As imagens pulam em sua cabeça, mostrando o resto de alegria que ele ainda é capaz de lembrar.

Do alto do prédio, ele sorri.

5 de janeiro de 1990

Ele tem 10 anos. Seu pai está fazendo um buraco na areia para fixar o guarda-sol, a irmã já está empurrando a bicicleta para a ciclovia, enquanto sua mãe passa protetor solar em suas costas. Ele se sente uma criança idiota vestindo aquela bermuda azul, coberta por pequenos carrinhos vermelhos. Se parece com uma daquelas crianças mimadas que se jogam no chão quando os pais não compram o doce que querem. Ele não é uma dessas crianças, já é um rapaz responsável que não precisa dar chiliques... Tá bem, houve algumas ocasiões em que isso realmente ocorreu, mas não era um hábito, só fazia este tipo de coisa quando os pais realmente não conseguiam entender a importância de comprar aquela revista que vinha com partes de um carro para montar e que no final ficaria muito maneiro.

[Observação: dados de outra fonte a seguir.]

PR #4861, opened 2017-09-18
Only run resource validation tests on Windows, otherwise skip them.

JamesWTruher:
This is a global change rather than in the single WSMan tests. Since we don't have different resources based on platform, we can test on Windows only. If we have resources on non-Windows only then this will need to be a bit more complicated


adityapatwardhan (approved):
LGTM

SteveL-MSFT (approved):

Issue #482, opened 2020-11-17
Vigra pollutes builds with pragmas that suppress warnings


samkhal:
`config.hxx` currently uses compiler-specific warning suppression pragmas, such as [here](https://github.com/ukoethe/vigra/blob/aaaf44d240aebd0eb3539b6e105a19a984000d81/include/vigra/config.hxx#L166). This pollutes the build of anyone including this file who relies on the suppressed warnings, particularly for anyone also using `-Werror`, as this introduces compile errors that are dependent on where vigra is first included.

If suppressing these warnings from within vigra is desired, `push` and `pop` pragmas should be used to apply and reset these suppressions when entering and leaving vigra code.

hmaarrfk:
We finally got our CIs running again. if you want to make a PR to address this, I would be happy to review it.

PR #549, opened 2023-10-01
Remove pragma from config.hxx

hmaarrfk:
Closes https://github.com/ukoethe/vigra/issues/482


hmaarrfk:
This doesn't seem to be adding any significant warnings.

Issue #533, opened 2023-02-21
Forward decls in multi_handle.hxx


mkrausex:
There are two forward decls at the beginning of `multi_handle.hxx` which, according to a comment there, “Visual Studio doesn't like”, and are currently disabled via `#ifndef _MSC_VER`. However, Visual Studio 2019 in C++20 mode actually seems to _expect_ these forward decls – the code compiles only if I enable them (i.e., when I remove the `#ifndef _MSC_VER`).

What would be a good solution? I guess that for some older version of Visual Studio, these forward decls had really been a problem originally. Maybe we should only keep them disabled for all Visual Studio versions before 2019, and enable them for 2019 and later? Or should it be conditional on the C++ standard version instead?

hmaarrfk:
I'm happy to be a little more agressive with the visual studio versions to help modernize the build.

Now that we have the CIs running, we can make a few CIs with different compiler versions.

mkrausex:
Do I understand you correctly that you are in favor of enabling these forward decls unconditionally - and accepting compilation problems on old Visual Studio versions? If yes, I can prepare a PR.

hmaarrfk:
yes

PR #553, opened 2023-10-19
multi_handle.hxx: enable two forward decls also for Visual Studio

mkrausex:
(issue #533)


hmaarrfk:
Thanks, i just want to check that the builds pass with this, they seemed to before.

PR #554, opened 2023-10-19
Enforce using C++11

AdrianBunk:
Support for older standards was dropped in #507

Keeping the default CMAKE_CXX_EXTENSIONS=ON fixes #550

PR #555, opened 2023-11-05
random_shuffle removed in c++17

k-dominik:
clang seems to have actually implemented removal recently :)

example for a failed build on conda due to `random_shuffle` being removed...


hmaarrfk:
hmmm. whats our C++ support policy? do we need to guard against if define statements?

hmaarrfk:
xref: https://github.com/ukoethe/vigra/pull/554

PR #560, opened 2024-03-13
Use importlib.reload instead of imp.reload

dvzrv:
The imp module has been deprecated since Python 3.4 and is removed in Python 3.12.
Replace its use with its replacement in the importlib module.


hmaarrfk:
Thank you!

Ele está ansioso para que a mãe acabe e ele possa sair para brincar debaixo do sol. A mãe o vira para passar o protetor solar no rosto. Impaciente, ele pede para deixá-lo passar sozinho. Ela aperta a bisnaga em suas mãos. Ele esfrega a mão no rosto rapidamente e sai correndo pela areia quente. No nariz há uma mancha branca de protetor mal espalhado. A mãe grita e agita um boné azul e amarelo, ordenando que ele volte e vista o boné. Mas não há nada no mundo que fará com que ele saia andando pela praia com aquela coisa feia. Já basta a bermuda de criança. O que passava pela cabeça da mãe dele que a fazia acreditar que ele precisava se vestir como um bebê grandão? Era sempre a mesma coisa: "Vista o casaquinho, querido", "Não fique muito tempo no sol", "Não ande pela casa descalço". Não obedeceria hoje, se divertiria como nunca se divertira antes. Seria uma criança livre na praia.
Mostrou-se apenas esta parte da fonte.